Sirius thanked his lucky stars that he’d chosen to knock out a Ministry official. Well, she looked a bit too old for that; he assumed she was a secretary of some kind. He gave the goblin his best innocent old woman smile, and then he turned and left the bank, hiding the bag under his coat.
The clock in the square said ten fifteen. He would have to hurry.
After waiting impatiently in front of an abandoned storefront window until his reflection showed a poor man instead of an old lady, Sirius headed into the diner, taking his place at the counter just as Casey reminded Rachael that it was time for her to have lunch. The pair of them chose to share a large helping of shepherd’s pie this time.
“So, how did job hunting go?” She asked, taking a small bite of potatoes and peas.
“Not so well.” He said. “Places don’t like to hire you if you don’t have a permanent address.”
“You could tell them you live with me.” She said, as if this were the most natural and logical thing in the world. Her lack of concern for much of anything continued to amaze him.
“I guess.” He nodded. “Maybe I’ll try that this afternoon.” He took a bite of lamb.
“So, Stephen, what brings you to this part of town?” She asked, changing the subject.
“I’m sort of a drifter.” He said. It wasn’t untrue. He had left the house that was never a home at sixteen, and he crashed at his best friend’s place until he agreed graciously to move out during James and Lily’s honeymoon. He had been sleeping off and on at Remus’s flat when the Potters were killed, and he took off after Peter immediately, never able to return for his few possessions.
She nodded, sipping her water. He focused on consuming his share of the meal.
At four in the afternoon, he returned from exploring the area around the diner and met her in front of the restaurant as she closed up for the night. She did not ask about his job search again.

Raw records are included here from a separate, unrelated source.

PR #3582, opened 2021-02-18
Add seed reconciler for secret replication

timuthy:

/area security
/kind enhancement
/priority normal

This PR adds a new seed reconciler which:
- creates a dedicated namespace per seed `seed-<seed-name>`
- replicates secrets with `gardener.cloud/role` label from the `garden` namespace to `seed-<seed-name>` namespaces

In the future, this dedicated namespace will allow us to restrict Gardenlets to only access these namespaces (see #1723).

Fixes parts of #1723

The seed lifecycle controller was refactored along the way and now implements the `reconcile.Reconciler` interface.

/cc @rfranzke

**Release note**:

```feature operator
A new `Seed` reconciler was added to the Gardener-Controller-Manager. It creates a dedicated namespace per seed in the Garden cluster `seed-<seed-name>` and copies common secrets from the `garden` Namespace (labelled with `gardener.cloud/role`) to the seed namespace. Gardenlets are supposed to read secrets (or namespaced objects in general)  from seed dedicated namespaces only in the future.
```


pkg/controllermanager/controller/seed/seed.go
```diff
@@ -111,19 +139,39 @@ func NewSeedController(
 		AddFunc: seedController.seedLifecycleAdd,
 	})
 
+	seedInformer.Informer().AddEventHandler(cache.ResourceEventHandlerFuncs{
+		AddFunc: seedController.seedAdd,
```
rfranzke, line 120: Probably we should also react on update, right? I'm imaging a world in which the default domain secrets can have "seed selectors", i.e., they would only apply for seeds having specific labels, so we should reconcile this when the labels change. OTOH, if it's too much effort for now, we can also postpone it to the time when we introduce such seed selectors.

pkg/controllermanager/controller/seed/seed_garden_secret_mapper.go
```diff
@@ -0,0 +1,63 @@
...
+)
+
+func filterGardenSecret(obj interface{}) bool {
+	secret, ok := obj.(*corev1.Secret)
+	if !ok {
+		return false
+	}
+	if secret.Namespace != v1beta1constants.GardenNamespace {
+		return false
+	}
```
rfranzke, line 34: Can't we already restrict the shared informer factory to only watch the `garden` namespace?

pkg/controllermanager/controller/seed/seed_reconcile.go
```diff
@@ -0,0 +1,204 @@
...
+		ObjectMeta: metav1.ObjectMeta{
+			Name: fmt.Sprintf("seed-%s", seedObj.Name),
+			OwnerReferences: []metav1.OwnerReference{
+				*metav1.NewControllerRef(seedObj, gardencorev1beta1.SchemeGroupVersion.WithKind("Seed")),
+			},
+		},
+	}
+
+	// TODO: use controllerutil.CreateOrUpdate once cache is graduated to beta https://github.com/gardener/gardener/issues/2822
+	if err := gardenClient.Client().Create(ctx, namespace); err != nil {
```
rfranzke, line 95: Wouldn't you use the DirectClient() here then?

pkg/controllermanager/controller/seed/seed_reconcile.go
```diff
@@ -0,0 +1,204 @@
...
+	for _, s := range secrets {
+		secret := s
+		if exclude.Has(secret.Name) {
+			continue
+		}
+		fns = append(fns, func(ctx context.Context) error {
+			if err := gardenClient.Client().Delete(ctx, secret); client.IgnoreNotFound(err) != nil {
+				return err
+			}
+			return nil
```
rfranzke:
```suggestion
			return client.IgnoreNotFound(gardenClient.Client().Delete(ctx, secret))
```

pkg/controllermanager/controller/seed/seed_reconcile.go
```diff
@@ -0,0 +1,204 @@
...
+				ObjectMeta: metav1.ObjectMeta{
+					Annotations: secret.Annotations,
+					Labels:      secret.Labels,
+					Name:        secret.Name,
+					Namespace:   namespace.Name,
+				},
+				Data: secret.Data,
+			}
+			// TODO: use controllerutil.CreateOrUpdate once cache is graduated to beta https://github.com/gardener/gardener/issues/2822
+			if err := gardenClient.Client().Create(ctx, seedSecret); err != nil {
```
rfranzke, line 175: same question like above

pkg/controllermanager/controller/seed/seed_reconcile.go
```diff
@@ -0,0 +1,204 @@
...
+		})
+	}
+
+	for _, f := range fns {
+		if err := f(ctx); err != nil {
+			return nil, err
+		}
+	}
+
+	//return secretNames, flow.Parallel(fns...)(ctx)
```
rfranzke: ?

pkg/controllermanager/controller/seed/seed.go
timuthy: > I'm imaging a world in which the default domain secrets can have "seed selectors", i.e., they would only apply for seeds having specific labels

Wouldn't it be the other way around i.e., the seed have a secret selector / secret refs for default domains? I think there won't be seed selectors for secrets, as this is not supported by the API, right? 👀

pkg/controllermanager/controller/seed/seed_garden_secret_mapper.go
timuthy: The [shared informer](https://github.com/gardener/gardener/blob/d8eea89323d880440d9f1034e4b8f2403f72d947/pkg/controllermanager/controller/seed/seed.go#L109) also includes `gardener.cloud/role` secrets from other namespaces as we cache them for [update calls](https://github.com/gardener/gardener/blob/d8eea89323d880440d9f1034e4b8f2403f72d947/pkg/controllermanager/controller/seed/seed_reconcile.go#L169).

pkg/controllermanager/controller/seed/seed.go
rfranzke: > Wouldn't it be the other way around i.e., the seed have a secret selector / secret refs for default domains? 

Hm, the problem with this would be that a `Seed` can "fish" secrets from other seeds (that it's not supposed to see) by simply changing this selector.

> I think there won't be seed selectors for secrets, as this is not supported by the API, right? 👀

Yeah, we would probably have to continue the path that we use today to make the secret carrying additional information about the DNS (e.g., domain, provider, etc.): Labels/Annotations. Such "seed selector" would probably be an annotation on the secret?

pkg/controllermanager/controller/seed/seed_garden_secret_mapper.go
rfranzke: I didn't get it 😢 Can you explain more?

pkg/controllermanager/controller/seed/seed_reconcile.go
timuthy: There is no cache interaction for client write operations. @timebertt are you aware of the opposite?

timebertt: > @timebertt are you aware of the opposite?

Nope. I think so, too.

pkg/controllermanager/controller/seed/seed_garden_secret_mapper.go
timuthy: Sorry, my bad. I meant that we also need to list secrets from other namespaces for cleaning them up, see [here](https://github.com/gardener/gardener/blob/d8eea89323d880440d9f1034e4b8f2403f72d947/pkg/controllermanager/controller/seed/seed_reconcile.go#L120). But you got me thinking: maybe we can use a [metadata-only watch](https://github.com/kubernetes-sigs/controller-runtime/pull/1174) for this so save memory.

timuthy: I tried out the metadata only watch in ce0203cdd49eb6f455084d87f487cf09cf526145 which worked quite well. Nevertheless, I'd like analyse the situation with the help of profiling and monitoring to see if it's really worth. I already pushed it so you can have a look and provide feedback if you want (tests haven't been adjusted yet).

pkg/controllermanager/controller/seed/seed.go
timuthy: To me it sounds like we should rather make `SecretBindings` fit for such use-cases instead of working with selector-annotations. Anyways, like you suggest, let's discuss this topic when we take care about it. We can still adjust the enqueuing logic later.

pkg/controllermanager/controller/seed/seed_garden_secret_mapper.go
timuthy: After some debugging I compiled some advantages/disadvantages:
\+ Saves bandwidth as only the metadata is transferred
\+ Less memory consumption for GCM as the client cache only stores the metadata
\- Additional API server watch for resource --> additional watch cache for resource

Looking at this new reconciler, I'm not sure if the memory and bandwidth are really an issue since the amount of `gardener.cloud/role` secrets in the seed namespaces is rather small. Hence, I'd rather use a secret informer for `gardener.cloud/role` for ALL namespaces instead of haven one secret informer for the `garden` namespace and a metadata informer for other namespaces.
Any opinions?

timuthy: I reverted it back to use the secret informer and as discussed moved it to the GCM factory, so that the ref controller can also make use of the same informer (0124670).

pkg/controllermanager/controller/seed/seed_reconcile.go
```diff
@@ -0,0 +1,204 @@
...
+			}
+			return nil
+		})
+	}
+
+	return flow.Parallel(fns...)(ctx)
+}
+
+func (r *reconciler) syncGardenSecrets(ctx context.Context, gardenClient kubernetes.Interface, namespace *corev1.Namespace) ([]string, error) {
+	secretsGardenRole, err := r.secretLister.Secrets(v1beta1constants.GardenNamespace).List(gardenRoleSelector)
```
timebertt, line 152: Just to verify my understanding: we are preventing to sync the shoot secrets (`kubeconfig`, `ssh-keypair` and so) of shoots in the `garden` namespace by creating a special informer in the `factory.go` [here](https://github.com/gardener/gardener/blob/01246700287e2fdf37c3cea83883351913322ae2/pkg/controllermanager/controller/factory.go#L103-L108), right?
So, if we wouldn't do it there, then the `secretLister` here would also return the shoot secrets, correct?

timebertt (commented):
One question from my side.
Looks good overall :)

pkg/controllermanager/controller/seed/seed_reconcile.go
timuthy: > Just to verify my understanding: we are preventing to sync the shoot secrets (kubeconfig, ssh-keypair and so) of shoots in the garden namespace

Actually, we do this for all namespaces.

> So, if we wouldn't do it there, then the secretLister here would also return the shoot secrets, correct?

Yes, that's correct. Do you think that's too implicit?

timebertt: > Do you think that's too implicit?

Hmm, maybe it would be better to have an explicit selector here.
I'm just a bit afraid, that we might miss the implications of changing the special informer creation and end up with sensitive secrets synced across all seed namespaces...

WDYT about using a label selector for the domain secrets here explicitly? It shouldn't hurt, right?

rfranzke: There are also other secrets that need to be synced (alerting smtp, openvpn dh key, ...)

timebertt: Ok, then what about using the same selector like the special informer (i.e. unselecting all shoot secrets)?

timuthy: Okay, good idea. I've added it to the PR.

timebertt (approved):
Thanks for addressing my suggestion.
Very nice!
/lgtm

“I’d like to keep looking around.” He said, following her to the apartment. “Do you mind if I come in a little later?”
“No.” She said. “I’ll be here. Just lock the door when you come back for the night.” Another shy smile, and she let herself in, picking up a novel from the shelf and going back to the bedroom.
He wanted to go to Hogwarts, looking for a glimpse of his godson, but he was a little too tired from his escapades in wizarding London to make the visit tonight. Instead, he wandered the streets, the bag of change inside his jacket moving softly up and down to the rhythm of his steps. After twenty minutes or so, he came upon a hardware store.
Now that he thought about it, that supply of coins was getting to be a bit cumbersome.